__WORK TO COMPLETE__: Each entry needs to be duplicated exactly.

[Start of Attachment]

Issue #905, opened 2018-12-19
Rename web service declaration into apache


achekulaev:
`web` should be renamed to `apache` in `services.yml`. The old `web` declaration should remain in `services.yml` until November 2019.

shelane:
Use of the new service name should be changed in the documentation immediately with this new service name so that when it's removed, people won't be scrambling to make changes.

lmakarov:
Similar to https://github.com/docksal/docksal/pull/906#issuecomment-448432430, we will keep using `web` as the service name in the default stacks, but extend the services from the new `apache` service definition in `services.yml`.

I have to admit, that we ARE adding confusion with different service names in `services.yml` vs, e.g., `stack-default.yml`. We will probably need to revise docs and see how this can be explained in a clear way. Also, the fact that the images would still be names `docksal/web` (and `docksal/db`) may add more to the confusion...

lmakarov:
Yes, eventually we will have `nginx` added as a `web` service option.

lmakarov:
For `db` - we already have the `pgsql` option in `service.yml`.
Still need support for `fin db` with pgsql in `fin` (#567) and docs (#564).

PR #906, opened 2018-12-19
Remove deprecated `db` declaration

achekulaev:
Has no ticket.
Related ticket: #905
cc @sean-e-dietrich

### DIFF
--- a/stacks/services.yml
+++ b/stacks/services.yml
@@ -24,25 +24,6 @@ services:
       - ${DOCKSAL_DNS1}
       - ${DOCKSAL_DNS2}
 
-  # DB (legacy)
-  # TODO: Deprecated and to be removed in October 2018
-  db:
-    hostname: db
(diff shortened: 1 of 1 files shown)


shelane:
Documentation needs updating as well. I'm looking now... So would `fin project reset db` be changed to `fin project reset mysql` since it's the service name you are changing?

lmakarov:
I was also concerned with that, but with the way stacks are defined (see [stack-default.yml](https://github.com/docksal/docksal/blob/ac350de948983dceeb378c03ebe9035a2024da77/stacks/stack-default.yml#L15) and [stack-acquia.yml](https://github.com/docksal/docksal/blob/ac350de948983dceeb378c03ebe9035a2024da77/stacks/stack-acquia.yml#L22)) the resulting service name is still `db`, so nothing really changes from a user perspective.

[End of Attachment]

__RESPONSE__:
Issue #905, opened 2018-12-19
Rename web service declaration into apache


achekulaev:
`web` should be renamed to `apache` in `services.yml`. The old `web` declaration should remain in `services.yml` until November 2019.

shelane:
Use of the new service name should be changed in the documentation immediately with this new service name so that when it's removed, people won't be scrambling to make changes.

lmakarov:
Similar to https://github.com/docksal/docksal/pull/906#issuecomment-448432430, we will keep using `web` as the service name in the default stacks, but extend the services from the new `apache` service definition in `services.yml`.

I have to admit, that we ARE adding confusion with different service names in `services.yml` vs, e.g., `stack-default.yml`. We will probably need to revise docs and see how this can be explained in a clear way. Also, the fact that the images would still be names `docksal/web` (and `docksal/db`) may add more to the confusion...

lmakarov:
Yes, eventually we will have `nginx` added as a `web` service option.

lmakarov:
For `db` - we already have the `pgsql` option in `service.yml`.
Still need support for `fin db` with pgsql in `fin` (#567) and docs (#564).

PR #906, opened 2018-12-19
Remove deprecated `db` declaration

achekulaev:
Has no ticket.
Related ticket: #905
cc @sean-e-dietrich

### DIFF
--- a/stacks/services.yml
+++ b/stacks/services.yml
@@ -24,25 +24,6 @@ services:
       - ${DOCKSAL_DNS1}
       - ${DOCKSAL_DNS2}
 
-  # DB (legacy)
-  # TODO: Deprecated and to be removed in October 2018
-  db:
-    hostname: db
(diff shortened: 1 of 1 files shown)


shelane:
Documentation needs updating as well. I'm looking now... So would `fin project reset db` be changed to `fin project reset mysql` since it's the service name you are changing?

lmakarov:
I was also concerned with that, but with the way stacks are defined (see [stack-default.yml](https://github.com/docksal/docksal/blob/ac350de948983dceeb378c03ebe9035a2024da77/stacks/stack-default.yml#L15) and [stack-acquia.yml](https://github.com/docksal/docksal/blob/ac350de948983dceeb378c03ebe9035a2024da77/stacks/stack-acquia.yml#L22)) the resulting service name is still `db`, so nothing really changes from a user perspective.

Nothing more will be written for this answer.